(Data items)
============================================================

PR #67, opened 2018-11-21
wip: cli fixes

ilackarms:
Signed-off-by: Scott Weiss <sdw35@cornell.edu>

### DIFF
--- a/cli/pkg/cmd/create/routing_rule.go
+++ b/cli/pkg/cmd/create/routing_rule.go
@@ -2,6 +2,7 @@ package create
 
 import (
 	"fmt"
+	"github.com/solo-io/supergloo/cli/pkg/setup"
 	"strings"
 
 	"github.com/solo-io/supergloo/cli/pkg/common"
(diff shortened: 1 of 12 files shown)


cli/pkg/cmd/create/routing_rule.go
```diff
@@ -24,12 +25,15 @@ func RoutingRuleCmd(opts *options.Options) *cobra.Command {
 		Short: `Create a route rule with the given name`,
 		Long:  `Create a route rule with the given name`,
 		Args:  cobra.ExactArgs(1),
-		Run: func(c *cobra.Command, args []string) {
+		RunE: func(c *cobra.Command, args []string) error {
+			if err := setup.InitKubeOptions(opts); err != nil {
```
mitchdraft: Looks like we're `InitKubeOptions` in each of our subcommands. Can we instead call it once from the root command?

I believe you are doing this because we want to delegate initialization to a specific command and not automatically try to set up the supergloo process every time (and thereby the first time) the user calls a command.

As an alternative, we can trigger initialization by a flag passed by the user at the root command. Then we only do initialization when they run `supergloo --init`

cli/pkg/cmd/top.go
```diff
@@ -39,12 +38,18 @@ func App(version string) *cobra.Command {
...
 	)
 
-	setup.InitCache(&opts)
+	return app
+}
 
-	err := setup.Init(&opts)
-	if err != nil {
-		panic(errors.Wrap(err, "Error during initialization."))
+func withInit(command *cobra.Command, initFunc func() error) {
```
mitchdraft: this isn't used anywhere

hack/install/supergloo.yaml
```diff
@@ -42,4 +42,26 @@ spec:
       containers:
       - name: supergloo
         image: soloio/supergloo:dev
-        imagePullPolicy: IfNotPresent
+        imagePullPolicy: Always
```
mitchdraft: was this intended for a different pr? seems unrelated to the cli

rickducott:
I think we should be closing this at this point? @ilackarms @mitchdraft

hack/install/supergloo.yaml
rickducott: This is useful for testing locally but we don't want to merge it in. We can now use the script @EItanya made in `hack/install/get_latest.sh`

PR #72, opened 2018-11-22
minor fixes for copy/paste comments

joeholley:
Not sure if L#73 should reference linkerd or consul, but it probably needs to be changed too?


ilackarms:
thanks for the catch! :sweat_smile:

Issue #71, opened 2018-11-22
Linkerd installation: defaulting to a namespace


ilevine:
Linkerd installation ignore user choice of namespace and installing always on the same namespace.

PR #81, opened 2018-11-26
Finish uninstall

rickducott:


rickducott:
Finishes up and tests install/uninstall. 
1. Uninstall removes resources specific to the mesh, so install -> uninstall -> install should now work for all mesh types.
2. Refactors the e2e tests. The installer tests just test install/uninstall per mesh, and the e2e tests test everything else (but don't need to test uninstall). 

Some things that aren't included in this PR:
1. Multiple installs of the same mesh type are unsupported. Install has a few known issues, in particular the helm chart for Istio deploys CRDs and we are looking at a solution for moving that out of there. Install also uses a default name for certain configs (like cluster role binding or webhook configs), so uninstalling one mesh will uninstall some resources needed by other meshes of the same type. 
2. Linkerd uses a hard-coded namespace, so a temporary method on MeshInstaller has been exposed to account for this, so that the correct namespace is created/cleaned up. This will be removed when the hard-coded namespace is no longer used.

pkg/install/consul/consul_installer_test.go
```diff
@@ -50,8 +48,8 @@ var _ = Describe("Consul Installer", func() {
 								},
 							},
 						},
-						Encryption: &v1.Encryption{
-							TlsEnabled: mtls,
+						Enabled: &types.BoolValue{
```
rickducott: These tests only test install/uninstall, the tests inside test/e2e test encryption (and other features)

pkg/install/linkerd2/linkerd2_installer.go
```diff
@@ -16,6 +15,10 @@ func (c *Linkerd2Installer) GetDefaultNamespace() string {
 	return defaultNamespace
 }
 
+func (c *Linkerd2Installer) UseHardcodedNamespace() bool {
+	return true
```
rickducott: Temporary solution until https://github.com/solo-io/supergloo/issues/71 is fixed.

pkg/install/install_syncer.go
```diff
@@ -276,12 +279,28 @@ func getMeshObject(install *v1.Install, releaseName string) (*v1.Mesh, error) {
...
 	helmClient, err := helm.GetHelmClient(ctx)
 	if err != nil {
 		return err
 	}
 	_, err = helmClient.DeleteRelease(releaseName, helmlib.DeletePurge(true))
 	helm.Teardown()
-	return err
+	// Install may be into ns that can't be deleted, don't propagate error if delete fails
+	syncer.tryDeleteInstallNamespace(getInstallNamespace(install, meshInstaller.GetDefaultNamespace()))
+	// TODO: this will break if there are more than one installs of a given mesh that depend on the CRB
```
rickducott: #82

pkg/install/istio/istio_installer.go
```diff
@@ -91,10 +100,30 @@ func (c *IstioInstaller) AddSccToUsers(users ...string) error {
 	return err
 }
 
-func (c *IstioInstaller) DoPreHelmUninstall() error {
+func (c *IstioInstaller) DoPostHelmUninstall() error {
+	// TODO: this will break if there are more than one installs using these CRDs
```
rickducott: #82

test/e2e/istio_e2e_test.go
```diff
@@ -127,52 +124,45 @@ var _ = Describe("Istio Install and Encryption E2E", func() {
...
+				Kube:           util.GetKubeClient(),
+				SecretClient:   secretClient,
+				IstioNamespace: installNamespace,
+			}
+			syncSnapshot := getTranslatorSnapshot(mesh, secret)
+			err = meshSyncer.Sync(context.TODO(), syncSnapshot)
+			Expect(err).NotTo(HaveOccurred())
 
-	It("Can install istio without mtls enabled", func() {
-		snap := getSnapshot(false, nil)
```
rickducott: This test was removed because it is redundant with the install/uninstall tests in the *_installer_test

rickducott:
Ran the following tests to verify
* consul_installer_test
* istio_installer_test
* linkerd2_installer_test
* consul_e2e_test
* istio_e2e_test

pkg/install/consul/consul_installer_test.go
```diff
@@ -74,25 +72,34 @@ var _ = Describe("Consul Installer", func() {
...
 		util.TerminateNamespaceBlocking(installNamespace)
-		meshClient.Delete(superglooNamespace, meshName, clients.DeleteOpts{})
-		util.TerminateNamespaceBlocking("supergloo-system")
 	})
 
-	It("Can install consul with mtls enabled", func() {
+	It("Can install and uninstall consul", func() {
 		snap := getSnapshot(true)
 		err := syncer.Sync(context.TODO(), snap)
 		Expect(err).NotTo(HaveOccurred())
```
rickducott: Check that there's at least one pod (or all of them)

pkg/install/install_syncer.go
```diff
@@ -31,15 +33,16 @@ type InstallSyncer struct {
 	Kube           *kubernetes.Clientset
 	MeshClient     v1.MeshClient
 	SecurityClient *security.Clientset
+	CrdCLient      *crdClient.ApiextensionsClient
 }
 
 type MeshInstaller interface {
 	GetDefaultNamespace() string
+	UseHardcodedNamespace() bool
```
rickducott: Add a TODO to remove when #71 is fixed

pkg/install/istio/istio_installer.go
rickducott: We should get rid of deleting Istio CRDs here when the routing syncer merges in, and / or when we separate installing istio helm chart from installing istio CRDs

pkg/install/linkerd2/linkerd2_installer_test.go
```diff
@@ -75,15 +76,31 @@ var _ = Describe("Linkerd2 Installer", func() {
...
+		util.TerminateNamespaceBlocking("linkerd") //hard-coded in chart
 	})
 
-	It("Can install linkerd2", func() {
+	It("Can install and uninstall linkerd2", func() {
 		snap := getSnapshot(true)
 		err := syncer.Sync(context.TODO(), snap)
 		Expect(err).NotTo(HaveOccurred())
-		util.WaitForAvailablePods("linkerd") //hard-coded in chart
+		util.WaitForAvailablePods("linkerd")
```
rickducott: have this take length

test/util/test_helpers.go
```diff
@@ -66,6 +69,17 @@ func GetKubeClient() *kubernetes.Clientset {
 	return client
 }
 
+func GetCrdClient() *client.ApiextensionsClient {
```
rickducott: API extensions client

pkg/install/linkerd2/linkerd2_installer_test.go
rickducott: it was easier to have it return the number of pods, which we can wrap in an expect

rickducott:
Updated based on in-person PR feedback from @ilackarms, re-ran tests. Merging in when CI check passes.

============================================================

[ABOUT THIS TASK] Whenever the string "route" turns up in a line above, copy that line out.

[SOLUTION TO THIS EXERCISE]
 		Short: `Create a route rule with the given name`,
 		Long:  `Create a route rule with the given name`,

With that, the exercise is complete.